Unfortunately, this story did not have a happy ending that most people in tech had pegged it would. As per a report by Counterpoint, the iPhone 12 mini’s sales only accounted for 5 percent of the total new iPhone sales during the first half of January, sales so bad that reports and rumors of it being shelved by the company have started to circulate. If true, this would give the iPhone 12 Mini one of the shortest life spans of an iPhone. What a comedown!
That big screen ACTUALLY helps!
But if one thinks logically enough, the relatively low sales of the iPhone 12 Mini may start to look a little less shocking and a lot more rational. It is pretty simple. With smartphones becoming more powerful and bigger, they have minimized our need to depend on many of our other day-to-day gadgets. Photography, gaming, content consumption, even photograph editing, or small video editing on a smartphone do not seem as foreign an idea as they may have about a decade ago. Smartphones have been getting freakishly versatile and many have grown accustomed to their multidimensional personality as opposed to a plain old gadget that is just only good enough to text and call, and handle the odd mail and message!
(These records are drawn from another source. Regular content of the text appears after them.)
PR #3698, opened 2022-03-07
zfmt: fix format type values

### LINKED ISSUE #3674: type values, type() and zfmt
```
zc -C "is(<foo>) bar"
```
prints 
```
search is(type(foo)) and bar 
```
instead of `<foo>`.

(This is super easy to fix.)

mattnibs:
Closes #3674


zfmt/ztests/typevalues.yaml
```diff
@@ -0,0 +1,12 @@
+script: |
```
nwt, line 1: Nit: Call this `type-value.yaml`.

nwt (approved):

But who is to say that all of this cannot be done on a powerful phone that is also small in size? Well, actually the size of the display is one of the major enablers when it comes to all these different activities. Editing, gaming, content consumption, all these experiences do get enhanced if paired with a display that is not 2010-sized (no offense to that size). Let’s face it, editing an image or video is easier on a 6.5-inch display as compared to a 5.4 inch one, and so is watching a Netflix show or a live cricket match in all its glory! Yeah, we found the iPhone 12 Mini could handle Call of Duty easily, but we kept moving back to the 12 to play it, simply because there was so much more display real estate and the action seemed to stretch across a wider canvas – cue lesser frowning and eye-straining. Even something as basic as reading and typing become easier on a larger display – single-handed use is all very well, but any BlackBerry user will tell you that typing is faster with two fingers than with one. What’s more, a lot of these functionalities are power-hungry. Accommodating a big battery, big enough to support such an extensive array of chores in a small-ish frame is again a tough task. This is why small phones bring with them small batteries and small battery lives, something not many are fond of at present.
Form is important, but so is function
As much as we were rooting for the iPhone 12 Mini to work because let’s face it, everything mini-fied automatically becomes adorable, the fact is that it faced quite an uphill task from the very beginning. Compromising functionality and the ability to do more with your smartphone for a smaller form factor is not something a lot of people are comfortable with. Perhaps that is why the iPhone 12 Mini did not sell well. We do hope it does not stop brands from trying out smaller form factors, though. We just hope they focus on functionality as much as size. Having a smaller phone is not a one-point formula for success. It is about making it work effectively. For, at the end of the day: “Design is not just what it looks like. Design is how it works.” Steve Jobs. HE would know.